- Quantitative
Quantitative research relies on structured data that can be quantified and used in statistical analysis or modeling. The data are generally numerical, have larger sample sizes than qualitative studies, and the focus tends to be on finding a stable, projectable understanding of a topic or experience.
- Quota
Quota is related to overall sample sizes and the make-up on different groups within that sample: quota is the number of respondents or data points needed to create the ideal sample profile. For example, if trying to design a sample that represents the US population, quotas are used to make sure the sample has the same percentage of people in their 20’s as the US population, and they can be used to balance any group of interest — by demographic categories, behaviors, beliefs, attitudes, situations, current statuses, etc. Quotas are the goals for the sample profile.
- Ratio
Ratio is very similar to Interval data, with the added feature of being able to accommodate absolute zeros (for example, a ruler has an absolute zero, so it is a ratio scale, but a thermometer has a relative zero, making it an interval scale). Variable type: Named + Ordered + Proportionate Intervals + Absolute Zeros
- Rebased
Since all percentages are a fraction of some larger base, sometimes it’s helpful to re-define that base to make sense of a percentage — this is called rebasing. For example, if you ask a question to a smaller group of people and want to know how many of them said “yes,” you can either look at them as a percentage of only the people who responded to that question, or you can look at them as a percentage of everyone in the study. Changing the base that the percentage is using is called “rebasing.”
- Response Rate
Response Rate is a calculation that illustrates the participation level of those invited to participate in the study. (For example, if 5,000 individuals are invited to participate in a study and 1,427 individuals complete the study, the participation rate is 28.5%.) Average response rates vary broadly by industry and source of participants.
- Sample
Sample is the smaller group of people or data points that are included in a study, representing the larger population of interest.
- Secondary data
Secondary research is essentially any research or info that already exists and can be looked up, purchased, or otherwise acquired.
- Sig Testing
When working with a sample of the population we’re studying, Sig Testing (short for “Significance Testing”) is used to determine whether or not the differences we see in the smaller sample are likely to be present in the larger population.
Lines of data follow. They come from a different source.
Issue #330, opened 2022-04-06
Implement Classes


certik:
We should implement classes. ASR has a basic support for them. So at least things that are already supported we should add to the ast to asr translation.

PR #391, opened 2022-04-18
Implement class

Smit-create:
#330

### DIFF
--- a/src/lpython/semantics/python_ast_to_asr.cpp
+++ b/src/lpython/semantics/python_ast_to_asr.cpp
@@ -1487,6 +1487,21 @@ public:
         }
     }
 
+    void visit_ClassDef(const AST::ClassDef_t &x) {
+        SymbolTable *parent_scope = current_scope;
+        current_scope = al.make_new<SymbolTable>(parent_scope);
+        for (size_t i=0; i<x.n_body; i++) {
+            visit_stmt(*x.m_body[i]);
+        }
+        tmp = ASR::make_ClassType_t(al, x.base.base.loc, current_scope,
+                x.m_name, ASR::abiType::Source, ASR::accessType::Public);
+        tmp = ASR::make_Class_t(al, x.base.base.loc,
+                ASR::down_cast<ASR::symbol_t>(tmp), nullptr, 0);
+        ASR::symbol_t * t = ASR::down_cast<ASR::symbol_t>(tmp);
+        parent_scope->scope[x.m_name] = t;
+        current_scope = parent_scope;
+    }
+
     void create_GenericProcedure(const Location &loc) {
         for(auto &p: overload_defs) {
             std::string def_name = p.first;


certik:
Thanks for working on this.

src/lpython/semantics/python_ast_to_asr.cpp
```diff
@@ -1487,6 +1487,21 @@ class SymbolTableVisitor : public CommonVisitor<SymbolTableVisitor> {
...
+        current_scope = al.make_new<SymbolTable>(parent_scope);
+        for (size_t i=0; i<x.n_body; i++) {
+            visit_stmt(*x.m_body[i]);
+        }
+        tmp = ASR::make_ClassType_t(al, x.base.base.loc, current_scope,
+                x.m_name, ASR::abiType::Source, ASR::accessType::Public);
+        tmp = ASR::make_Class_t(al, x.base.base.loc,
+                ASR::down_cast<ASR::symbol_t>(tmp), nullptr, 0);
+        ASR::symbol_t * t = ASR::down_cast<ASR::symbol_t>(tmp);
+        parent_scope->scope[x.m_name] = t;
```
Smit-create, line 1501: @certik Does this look good?

On Python code:
```py
class Foo:
    def __init__(self, p):
        return p
```

ASR:
```
  File "/Users/thebigbool/repos/lpython/src/bin/lpython.cpp", line 755
    return emit_asr(arg_file, runtime_library_dir,
  File "/Users/thebigbool/repos/lpython/src/bin/lpython.cpp", line 169
  File "/Users/thebigbool/repos/lpython/src/libasr/diagnostics.cpp", line 71
    out += render_diagnostic(d, input, lm,
  File "/Users/thebigbool/repos/lpython/src/libasr/diagnostics.cpp", line 134
    populate_spans(d, lm, input);
  File "/Users/thebigbool/repos/lpython/src/libasr/diagnostics.cpp", line 121
    populate_span(s, lm, input);
  File "/Users/thebigbool/repos/lpython/src/libasr/diagnostics.cpp", line 113
    LFORTRAN_ASSERT(s.source_code.size() > 0)
AssertFailed: s.source_code.size() > 0
```

Also, what is the difference between `Class` and `ClassProcedure` Nodes in ASR?

certik: That's a bug in printing an error message, I just created an issue #398 to fix that.

Yes, I think that is a constructor. Fortran does not have constructors in this sense, so I would tackle those a little bit later. We should add whatever we need into ASR, but first let's get something like this working:

```
class Foo:
    def __init__(self: Foo, a: i32, b: i32, c: i32):
        self.a: i32 = a
        self.b: i32 = b
        self.c: i32 = c

    def get_a(self: Foo) -> i32:
        return self.a
```

I am not quite sure where you should annotate the variables inside the class, whether how I did it, or some other way.

The other thing we need are structs, which we can represent already in ASR, we just need some syntax in Python, possibly the "data classes" or whatever it is called:
```
@dataclass # or whatever it is called
class MyStruct:
    a: i32
    b: f64
    c: str
```
And it works like a struct.

src/lpython/semantics/python_ast_to_asr.cpp
```diff
@@ -1487,6 +1487,21 @@ class SymbolTableVisitor : public CommonVisitor<SymbolTableVisitor> {
...
+    void visit_ClassDef(const AST::ClassDef_t &x) {
+        SymbolTable *parent_scope = current_scope;
+        current_scope = al.make_new<SymbolTable>(parent_scope);
+        for (size_t i=0; i<x.n_body; i++) {
+            visit_stmt(*x.m_body[i]);
+        }
+        tmp = ASR::make_ClassType_t(al, x.base.base.loc, current_scope,
+                x.m_name, ASR::abiType::Source, ASR::accessType::Public);
+        tmp = ASR::make_Class_t(al, x.base.base.loc,
+                ASR::down_cast<ASR::symbol_t>(tmp), nullptr, 0);
```
certik, line 1499: The `Class` ASR node is used for a variable type, so in here we should just remove it.

src/lpython/semantics/python_ast_to_asr.cpp
czgdp1807: > I am not quite sure where you should annotate the variables inside the class, whether how I did it, or some other way.

The way you did it seems fine.

czgdp1807:
I implemented `dataclass` recently in #607. So I think this can be closed.

certik:
Well, dataclasses are implemented, but not regular classes. But we can do it later, that's a lower priority.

The difference between two numbers needs to be large enough that when we account for the likelihood of slight variability between the sample and the population (the “margin of error”), the numbers are still distinctly different.
- Skips
Skips are short for “skip patterns” and these are used skip a respondent over particular questions based on either their responses to a previous question, or based on something we know about the respondent (like information from their sample record).
- Stated Importance
Stated Importance is how important a respondent says something is in a very straightforward question (for example, “how important is customer service to you?”).